• What you should do:
The required output is all lines below that contain the word "successfully".

• Data records:
PR #926, opened 2017-10-05
ft: enable versioning deletes for aws backend

electrachong:
The versioning adventure continues. :clinking_glasses: 

Sorry for the length of the test file. The helper functions and comments are portions of that.


electrachong:
@LaurenSpiegel I have a question that I'd like to discuss with you sometime about how we manage overwriting/deleting "null" version data when versioning is suspended / not configured on the s3 side (if we want to do that at all).

electrachong:
@ironman-machine try

electrachong:
@ironman-machine try

lib/data/external/AwsClient.js
```diff
@@ -64,6 +52,23 @@ class AwsClient {
             return callback(null, awsKey, dataStoreVersionId);
         };
 
+        const params = {
+            Bucket: this._awsBucketName,
+            Key: awsKey,
+        };
+        if (keyContext.isDeleteMarker) {
```
LaurenSpiegel: it's a put of a delete marker?

tests/functional/aws-node-sdk/test/multipleBackend/delete/deleteAwsVersioning.js
```diff
@@ -0,0 +1,548 @@
...
+    // can only get real aws config if not running end-to-end
+    const awsConfig = getRealAwsConfig(awsLocation);
+    awsS3 = new AWS.S3(awsConfig);
+}
+
+// order of items by index:
+// 0 - whether to expect a version id
+// 1 - whether version id should match request version id (undef if n/a)
+// 2 - whether x-amz-delete-marker response header should be true
+const _deleteResultSchema = {
```
LaurenSpiegel: nice

tests/functional/aws-node-sdk/test/multipleBackend/delete/deleteAwsVersioning.js
```diff
@@ -0,0 +1,548 @@
...
+                return bucketUtil.deleteOne(bucket);
+            })
+            .catch(err => {
+                process.stdout.write('Error emptying/deleting bucket: ' +
+                `${err}\n`);
+                throw err;
+            });
+        });
+
+        it('versioning not configured: should delete a specific version ' +
```
LaurenSpiegel: versioning not configured on our s3: should put delete marker on key in AWS backend successfully

tests/functional/aws-node-sdk/test/multipleBackend/delete/deleteAwsVersioning.js
```diff
@@ -0,0 +1,548 @@
...
+        'in AWS backend successfully', done => {
+            const key = `somekey-${Date.now()}`;
+            async.waterfall([
+                next => putToAwsBackend(s3, bucket, key, someBody,
+                    err => next(err)),
+                next => _awsGetLatestVerId(key, someBody, next),
+                (awsVerId, next) => delAndAssertResult(s3, { bucket,
+                    key, versionId: 'null', resultType: deleteVersion },
+                    err => next(err, awsVerId)),
+                (awsVerId, next) => _awsGetAssertDeleted({ key,
```
LaurenSpiegel: why is it actually deleting it? we don't want to delete anything on real AWS unless they have versioning enabled on our s3 and they request to delete a specific version. otherwise, it should be putting a delete marker on aws.  As discussed, it's ok that deleting since specifying null.  We should add a test where we specify an actual version id other than null and confirm that the AWS version is left alone.

tests/functional/aws-node-sdk/test/multipleBackend/delete/deleteAwsVersioning.js
```diff
@@ -0,0 +1,548 @@
...
+                    versionId: awsVerId, errorCode: 'NoSuchVersion' }, next),
+            ], done);
+        });
+
+        it('versioning suspended: should delete a specific version in AWS ' +
```
LaurenSpiegel: same.  this should only be for deleting the null version on aws.

tests/functional/aws-node-sdk/test/multipleBackend/delete/deleteAwsVersioning.js
```diff
@@ -0,0 +1,548 @@
...
+                // should be able to get object originally put from s3
+                (s3vid, next) => getAndAssertResult(s3, { bucket, key,
+                    body: someBody, expectedVersionId: s3vid }, next),
+                // latest version in aws should now be object originally put
+                next => _awsGetLatestVerId(key, someBody, next),
+            ], done);
+        });
+
+        it('multiple delete markers: should get NoSuchObject if only ' +
+        'only of the delete markers is deleted', done => {
```
LaurenSpiegel: only one of?

tests/functional/aws-node-sdk/test/multipleBackend/delete/deleteAwsVersioning.js
```diff
@@ -0,0 +1,548 @@
...
+                next => delAndAssertResult(s3, { bucket, key, resultType:
+                    newDeleteMarker }, err => next(err)),
+                next => _getAssertDeleted(s3, { key, errorCode: 'NoSuchKey' },
+                    next),
+                next => _awsGetAssertDeleted({ key, errorCode: 'NoSuchKey' },
+                    next),
+            ], done);
+        });
+
+        it('versioning suspended: creating a delete marker should overwrite ' +
```
LaurenSpiegel: if versioning is suspended on our end, don't you mean delete on our s3 should put a delete marker on aws?

tests/functional/aws-node-sdk/test/multipleBackend/delete/deleteAwsVersioning.js
```diff
@@ -0,0 +1,548 @@
...
+                // in aws we should still get another delete marker instead
+                // of the null version
+                next => _awsGetAssertDeleted({ key, errorCode: 'NoSuchKey' },
+                    next),
+            ], done);
+        });
+
+        it('versioning suspended: creating a delete marker should overwrite ' +
+        'existing null version that is not the latest version in s3 md ' +
+        '(but not in AWS due to edge case)',
```
LaurenSpiegel: by creating a delete marker, do you also mean just deleting the key on our s3?

tests/functional/aws-node-sdk/test/multipleBackend/delete/deleteAwsVersioning.js
```diff
@@ -0,0 +1,548 @@
...
+                    err => next(err)),
+                next => _getAssertDeleted(s3, { key, errorCode: 'NoSuchKey' },
+                    next),
+            ], done);
+        });
+    });
+});
+
+describeSkipIfNotMultiple('AWS backend delete object w. versioning: ' +
+    'using bucket location constraint', function testSuite() {
```
LaurenSpiegel: how does this differ from the describe above?

lib/api/apiUtils/object/createAndStoreObject.js
```diff
@@ -70,7 +70,9 @@ function createAndStoreObject(bucketName, bucketMD, objectKey, objMD, authInfo,
         return callback(err);
     }
 
-    const metaHeaders = isDeleteMarker ? [] :
+    const metaHeaders = objMD && isDeleteMarker ?
+        { 'x-amz-meta-scal-location-constraint':
+        objMD[constants.objectLocationConstraintHeader] } :
```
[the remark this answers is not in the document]
electrachong: This is mostly if someone put an object using the `x-amz-meta-scal-location-constraint` header instead of specifying the location constraint at the bucket level. If they create a delete marker by deleting that object, the location constraint is pulled from the existing object's metadata so the delete marker is created in the existing object's datastore ([line 123](https://github.com/scality/S3/pull/926/files/09b006811a5b2e03eb5549fdfd63f4d58228470f#diff-e45defa8c8c53634533cf165cc9232ceR123)).

I figured this is how it should work since the `x-amz-meta-scal-location-constraint` cannot be specified during a delete, but if we're going to abandon object level location constraints, this will be removed later on anyway.

lib/api/apiUtils/object/versioning.js
```diff
@@ -76,11 +76,18 @@ function _storeNullVersionMD(bucketName, objKey, objMD, options, log, cb) {
 * @param {string} objKey - name of object key
 * @param {object} options - metadata options for getting object MD
 * @param {string} options.versionId - version to get from metadata
+* @param {object} mst - info about the master version
```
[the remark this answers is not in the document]
electrachong: It's some versioning information extracted from the master version's object metadata, such as `versionId`, `isNull`, `isDeleteMarker` (see [here](https://github.com/scality/S3/pull/926/files/09b006811a5b2e03eb5549fdfd63f4d58228470f#diff-f595d5a19c0275ceb841fe9faa05e13eR193)). The only property we use in this function is `versionId` so that's the only one I included in the jsdoc.

lib/api/apiUtils/object/versioning.js
```diff
@@ -95,15 +102,21 @@ function _getDeleteLocations(bucketName, objKey, options, log, cb) {
             }
             const dataToDelete = Array.isArray(versionMD.location) ?
                 versionMD.location : [versionMD.location];
+            if (dataToDelete[0]) {
+                dataToDelete[0].deletingNonMasterNullVersion = true;
```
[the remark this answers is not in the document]
electrachong: This function is only called by `_deleteNullVersionMD` which is used for cleaning up null versions when creating new null versions.

lib/api/apiUtils/object/versioning.js
```diff
@@ -95,15 +102,21 @@ function _getDeleteLocations(bucketName, objKey, options, log, cb) {
...
 }
 
-function _deleteNullVersionMD(bucketName, objKey, options, log, cb) {
-    // before deleting null version md, retrieve location of data to delete
-    return _getDeleteLocations(bucketName, objKey, options, log,
+function _deleteNullVersionMD(bucketName, objKey, options, mst, log, cb) {
+    return _getDeleteLocations(bucketName, objKey, options, mst, log,
         (err, nullDataToDelete) => {
             if (err) {
+                process.stdout.write('=============================\n');
```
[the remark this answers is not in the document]
electrachong: This debugging info is in a dropme commit; the last time I ran a working end to end some tests related to null versions failed w/ `InternalError` but I wasn't able to run any working end to ends to print this info afterwards. You can view the code changes without the dropme here: 953dd54

lib/api/apiUtils/object/versioning.js
```diff
@@ -132,9 +149,8 @@ function processVersioningState(mst, vstat, cb) {
         if (vstat === 'Suspended') {
             options.versionId = '';
             options.isNull = true;
-            options.dataToDelete = mst.objLocation;
             // if null version exists, clean it up prior to put
-            if (mst.isNull) {
+            if (mst.exists) {
```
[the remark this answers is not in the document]
electrachong: I think I can change this back. It was related to something I was trying to do before, but it wasn't necessary in the end.

lib/data/external/AwsClient.js
electrachong: Yes 👍

lib/api/apiUtils/object/createAndStoreObject.js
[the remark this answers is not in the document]
LaurenSpiegel: Let's get rid of the ?:?: 

Also, instead of messing with metaheaders, let's add to the request object, the x-amz-scal-location-constraint that might be stored on an object so that if it is a delete marker we can save that info with the delete marker.

lib/api/apiUtils/object/versioning.js
```diff
@@ -76,11 +76,18 @@ function _storeNullVersionMD(bucketName, objKey, objMD, options, log, cb) {
...
 * @param {object} options - metadata options for getting object MD
 * @param {string} options.versionId - version to get from metadata
+* @param {object} mst - info about the master version
+* @param {string} mst.versionId - the master version's version id
 * @param {RequestLogger} log - logger instanceof
 * @param {function} cb - callback
 * @return {undefined} - and call callback with (err, dataToDelete)
 */
-function _getDeleteLocations(bucketName, objKey, options, log, cb) {
+function _getDeleteLocations(bucketName, objKey, options, mst, log, cb) {
```
LaurenSpiegel: _getNullVersionsToDelete ?

lib/data/external/AwsClient.js
LaurenSpiegel: please just add a comment stating that we call put to create a delete marker but in calling AWS it's actually a delete to them

tests/functional/aws-node-sdk/test/multipleBackend/delete/deleteAwsVersioning.js
LaurenSpiegel: as discussed, you can create a delete marker while versioning is suspended and it will overwrite the latest null version.  please add a comment.

tests/functional/aws-node-sdk/test/multipleBackend/delete/deleteAwsVersioning.js
LaurenSpiegel: add to describe statement above that they are using object location constraint

electrachong:
are end-to-ends fixed yet?
@ironman-machine try

electrachong:
@ironman-machine try

electrachong:
@ironman-machine try

lib/api/apiUtils/object/createAndStoreObject.js
```diff
@@ -61,6 +61,10 @@ function createAndStoreObject(bucketName, bucketMD, objectKey, objMD, authInfo,
         canonicalID, cipherBundle, request, isDeleteMarker, streamingV4Params,
         log, callback) {
     const size = isDeleteMarker ? 0 : request.parsedContentLength;
+    // although the request method may actually be 'DELETE' if creating a
+    // delete marker, for our purposes we consider this to be a 'PUT'
+    // operation
+    const requestMethod = 'PUT';
```
dora-korpar: I feel like doing this might mess with this line in data.batchDelete: 
https://github.com/scality/S3/blob/master/lib/data/wrapper.js#L229
Or is the idea that, if using AWS backend, we won't have to go through that batchDelete to delete objects anymore?

lib/data/external/AwsClient.js
```diff
@@ -117,18 +124,25 @@ class AwsClient {
         return callback(null, stream);
     }
     delete(objectGetInfo, reqUids, callback) {
-        // for backwards compatibility
-        const key = typeof objectGetInfo === 'string' ? objectGetInfo :
-          objectGetInfo.key;
+        const { key, dataStoreVersionId, deleteVersion } = objectGetInfo;
```
dora-korpar: no need for backwards compat anymore?

lib/data/external/AwsClient.js
```diff
@@ -117,18 +124,25 @@ class AwsClient {
...
         return this._client.deleteObject(params, err => {
             if (err) {
-                const log = createLogger(reqUids);
                 logHelper(log, 'error', 'error deleting object from ' +
                 'datastore', err, this._dataStoreName);
+                if (err.code === 'NoSuchVersion') {
+                    // data may have been deleted directly from the AWS backend
+                    // don't want to retry the delete and errors are not
+                    // sent back to client anyway, so no need to return err
+                    return callback();
```
dora-korpar: i don't follow the logic on why not return an internal error in this case?

lib/api/apiUtils/object/createAndStoreObject.js
electrachong: I think we already opted to not go through with the batchDelete if using AWS backend for cleaning up old data for normal PUTs. The idea is to do the same when creating delete markers, even though the request.method in that case is "DELETE" instead of "PUT", to be consistent.

lib/data/external/AwsClient.js
electrachong: Nope because if I understand correctly, if we have the object stored in metadata as existing on the AWS backend, that object must have been put with the new format. (Couldn't have put the object with the old format on AWS backend since AWS backend didn't exist when we were still using the old format)

lib/data/external/AwsClient.js
electrachong: We can return the error, but it will just result in the delete being retried. The error doesn't get sent back to the user because at that point we have already deleted the metadata for the object:
https://github.com/scality/S3/blob/master/lib/data/wrapper.js#L203

And since we can expect this error to occur if someone deletes the object directly from the AWS backend, I didn't think it was necessary to retry the delete a few times since retries will not address that problem. But maybe we can just in case, if you think it's worthwhile.

dora-korpar: I'm not super familiar with the intricacies of versioning, but I'd say if that's the only case when the NoSuchVersion error is returned, then I like skipping the retries :)

electrachong:
@ironman-machine try

electrachong:
@ironman-machine r+

electrachong:
retried here: http://ci.ironmann.io/gh/scality/Integration/15531

electrachong:
end to end finally passed; merging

• Your solution:
LaurenSpiegel: versioning not configured on our s3: should put delete marker on key in AWS backend successfully
+        'in AWS backend successfully', done => {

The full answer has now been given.